I do currently believe that the majority of the time, especially for young tortoises, is spent dug into moist substrate, or deep in plant cover, or leaf litter. I believe this is a primary way the shell hydration is maintained in the wild. The amount of time needed for basking as far as D3 production is quite small. Pre-vitamin D3 is created in the skin (not in shell keratin) in a matter of minutes with UVB exposure. However, the conversion of Pre-d to D3 takes considerable time that is sped up considerable with heated skin. At temps around 98°f, full conversion in the skin will take around 8 hours. At lower temperatures, much longer. However, once the levels of D3 in the blood are adequate, the life of D3 is quite long and they can go several weeks without need for more D3 production.

This does not address thermoregulation for overall metabolism.
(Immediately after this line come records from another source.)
PR #1126, opened 2018-01-03
Remove text referring to feature that doesn't exist yet

teneightfive:
There is some text within the OMIS order creation journey that refers
to a feature that hasn't yet been completed.

For now we're going to remove that line and we can revert the commit
when the work has been done.


ztolley:
I'm guessing the company sort fail will be fixed by @feedmypixel's fix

They do need to maintain a core body temp of what seems to be in the mid 80°'s and above for proper metabolism. In active growing periods, this would be desirable for at least 10 hours a day in my opinion. In the wild, I would not see any reason why a tortoise would not be able to maintain this body temp in the active growing times of the year. Most of that time would be in cover where they are protecting themselves from overheating.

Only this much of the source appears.